但当晚发现两人先後进了三姑娘房里,就没再出来过,整个前半夜他兴奋竖直了耳朵,可惜什麽都没听见。
後半夜他睡沉了,隔天就看厨子贼兮兮地笑,说他们三个果然就该时不时外宿外宿。
在同样到处是人的庙里,少年好不容易才觅了处阴暗角落,摸过一张蒲团盘腿坐下。
半仰着颈,看着殿中央笔直长向蓝天的祈听木,树身光滑不逾碗口粗,年龄应该不超过百岁。明明两族神只不同,庙殿盖的形制倒是有些相似,石砌的基座,平顶的屋宇,回字的廊柱,差别在於这里开了天井,十分明亮,不像母神殿深处常年阴暗,还得靠烛火照明。说不定,母神也更喜欢这样能看见日月星光,感受微风细雨的眠殿,本就是云雾之子,沉睡之处却是深黑的地底,他不明白父神的想法。
半发着呆,一道铃响自角落幽暗廊洞里传出,随着声音渐近,洞中光影焯烁,殿上的人们一致停下手边事,不一会在黑石地上跪伏成一片,唯独他一人还坐在边上,心里直嚷倒楣。
在数名白衣童子举烛拥簇下,一步三顿的神侍总算来到大殿,年轻的男子头披锦巾,金丝绣成的曳地长袍上缀满珠饰,碧绿的眼珠看都没看跪在地上的人群,只缓缓走向祈听木下的草地。
而後一童子上前单膝跪下,双手高捧锦垫,其上摆着一只金灿灿的带花玉枝。神侍又用那慢得令人发狂的动作,悠悠捻起法器,花推向前。
这是墨族的奉神舞,一座神庙一年也就举行那麽一次,长安很幸运,待在凤城的一个月间,这已经是第二次碰上,还都是同一位神侍。
舞本来就是献给神只的,形在庄重,首次撞见,长安还因好奇从头观礼到尾,结果得到的是呵欠连连。这回则完全没兴趣留下了,虽然舞末,祈听木因神赐响出的鸣音很让人感到舒畅,他还宁可待在外头,看街上猫儿打架都比看全身打扮叮叮当当的男人跳舞好,天知道把五根手指里三只都戴上大宝石戒的人是怎麽想的。

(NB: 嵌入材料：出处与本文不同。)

PR #2555, opened 2021-02-04
BAU Attempt to fix pact port in use errors

stephencdaly:
Selfservice tests fail regularly with the error:
```Error: Port 'XXXXX' is already in use by another process```

The pact-node provider will by default use an available random port if no port is specified
https://www.npmjs.com/package/@pact-foundation/pact-node

Remove our code to get a random port without checking availability and use the assigned port in the URL used by the client in the pact test.

### DIFF
--- a/.secrets.baseline
+++ b/.secrets.baseline
@@ -3,7 +3,7 @@
     "files": "package-lock.json",
     "lines": null
   },
-  "generated_at": "2021-02-04T12:30:01Z",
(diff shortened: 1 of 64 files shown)


alexbishop1 (commented):
Is `productsApiKey` not necessary?

stephencdaly:
> Is `productsApiKey` not necessary?

It wasn't used by the function that accepted it as a parameter

alexbishop1 (approved):

PR #2557, opened 2021-02-05
PP-7531 Add root controller

kbottla:
## WHAT
- Added new root (for path `/`) controller which redirects users to account dashboard when `ENABLE_MY_SERVICES_AS_DEFAULT_VIEW` flag is not enabled and to My service page when the flag is enabled

### DIFF
--- a/app/controllers/root/index.controller.js
+++ b/app/controllers/root/index.controller.js
@@ -1,0 +1,16 @@
+'use strict'
+
+const paths = require('../../paths')
+const formatAccountPathsFor = require('../../utils/format-account-paths-for')
+
+function get (req, res) {
+  if (process.env.ENABLE_MY_SERVICES_AS_DEFAULT_VIEW === 'true') {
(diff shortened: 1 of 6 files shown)


app/controllers/root/index.controller.js
```diff
@@ -0,0 +1,16 @@
+'use strict'
+
+const paths = require('../../paths')
+const formatAccountPathsFor = require('../../utils/format-account-paths-for')
+
+const get = function index (req, res) {
```
stephencdaly, line 6: The const name is different to the function name

I think we decided
```
function get (req, res) {
...
}
```
without assigning to a constant was best to avoid this.

stephencdaly (commented):
Looks good just a minor thing about the function declaration

app/controllers/root/index.controller.js
kbottla: Updated!

stephencdaly (approved):

PR #2564, opened 2021-02-10
PP-7701 Show notification on my services page

stephencdaly:
- Show a notification banner when users land on the My services page to tell them about the behavioural change to have this as the default page.

- When a "Hide message" button is clicked, set a cookie and hide the banner.
- On subsequent page loads, check the cookie to decide whether to show the notification or not.

- This works for both javascript enabled and not enabled. For javascript enabled the banner is hidden and the cookie is set by client-side javascript. If the javascript is not enabled the form inside the banner is submitted to a route that sets the cookie then redirects to re-display the my services page.

- Have not added environment variable check on date to show banner until yet.


test/cypress/integration/my-services/my-services-notification-banner.cy.test.js
```diff
@@ -0,0 +1,29 @@
+'use strict'
+
+const gatewayAccountStubs = require('../../stubs/gateway-account-stubs')
+const userStubs = require('../../stubs/user-stubs')
+
+const userExternalId = 'authenticated-user-id'
+
+describe('Service has a live account that supports payouts', () => {
```
kbottla, line 8:
```suggestion
describe('My services notification banner or something ?', () => {
```

stephencdaly: good spot - copy and paste we didn't change

stephencdaly: updated

kbottla (approved):
Looks good!! 🎉

PR #2567, opened 2021-02-12
PP-7701 My Services Default page > Notificatons banner - fix analytics bug

iqbalgds:
- Update the analytics call when the `hide message` button is called
  - Update to use `ga` rather then the older `_gaq`


SandorArpa (approved):
LOKTM

PR #2568, opened 2021-02-12
PP-7592 add onward journey link to email error

SandorArpa:
## WHAT
- when a user is on the sign up page, and enters a valid email address, but it is not on the approved list, they are shown the link to contact support
- replaced 'govukInput' with custom code. govukInput.errorMessage.text does not render html markups

### DIFF
--- a/app/views/self-create-service/register.njk
+++ b/app/views/self-create-service/register.njk
@@ -18,23 +18,22 @@
   <h1 class="govuk-heading-l page-title">Create an account</h1>
   <form action="{{routes.selfCreateService.register}}" method="post" id="submit-service-creation" class="form submit-registration">
     <input id="csrf" name="csrfToken" type="hidden" value="{{csrf}}"/>
-    {{
-      govukInput({
-        id: "email",
-        name: "email",
-        type: "email",
-        classes: "govuk-input--width-20",
-        label: {
-            text: "Email",
-            classes: "govuk-label--s"
-        },
-        value: email,
-        hint: {
-          text: "Must be from a government organisation"
-        },
-        errorMessage: { text: errors.email } if errors.email else false
-      })
-    }}
+    <div class="govuk-form-group {% if errors['email'] %} govuk-form-group--error {% endif %}">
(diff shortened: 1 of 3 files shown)


app/views/self-create-service/register.njk
```diff
@@ -18,23 +18,22 @@
...
+    <div class="govuk-form-group {% if errors['email'] %} govuk-form-group--error {% endif %}">
+        <label class="govuk-label govuk-label--s" for="email">
+            Email
+        </label>
+        <div id="email-hint" class="govuk-hint">
+            <p class="govuk-hint">Must be from a government organisation</p>
+        </div>
+        {% if errors['email'] %}
+            <span id="email-error" class="govuk-error-message">
+                <span class="govuk-visually-hidden">Error:</span> {{errors["email"]}}. If you cannot create an account using your public sector email address, please <a href="">contact support</a>.
```
iqbalgds, line 30: The href is empty.
I think we need something like this in there: mailto:support

test/ui/self-create-service.ui.test.js
```diff
@@ -96,4 +96,26 @@ describe('Self-create service view', () => {
...
+      errors: { email: 'Enter a public sector email address' }
+    }
+
+    const body = renderTemplate('self-create-service/register', templateData)
+
+    body.should.containSelector('h1').withExactText('Create an account')
+
+    body.should.containSelector('form#submit-service-creation').withAttribute('action', paths.selfCreateService.register)
+    body.should.containInputField('email', 'email')
+    body.should.containSelector('#email-error').withText('Error: Enter a public sector email address. If you cannot create an account using your public sector email address, please contact support.')
```
iqbalgds, line 115: If possible, can we update the test to check for the email?

app/views/self-create-service/register.njk
SandorArpa: 🤦

sfount: There's also this page https://www.payments.service.gov.uk/support/

I don't know if the story specified

iqbalgds (approved):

拎起包巾,里头一对锡杯不巧碰出声响,声音不大,但一名童子瞬间瞪来。
朝对方咧咧嘴,长安踮着脚,沿着墙边,总算离开了神庙。
望着顶上白花花的太阳,这下真没地方去了,无法,只好先回长屋,好歹把身上杂物卸下再说。
结果在上锁的门外探头探脑後,翻墙进入,屋里果真没人在,厅里桌上就压了张纸条。
天好宜出行,明朝许归不。飞扬的字迹莫名透露出主人的好心情。
面对空荡荡的屋子,长安有些怅然,他其实挺希望,少主也能带他一块出去玩啊。
* * *
将酉时分,登上城南最高的雁来塔,近千丈的城郭尽收眼底,栉比鳞瓦染上金光,远方西地尽头,一轮橘红夕日灼灼。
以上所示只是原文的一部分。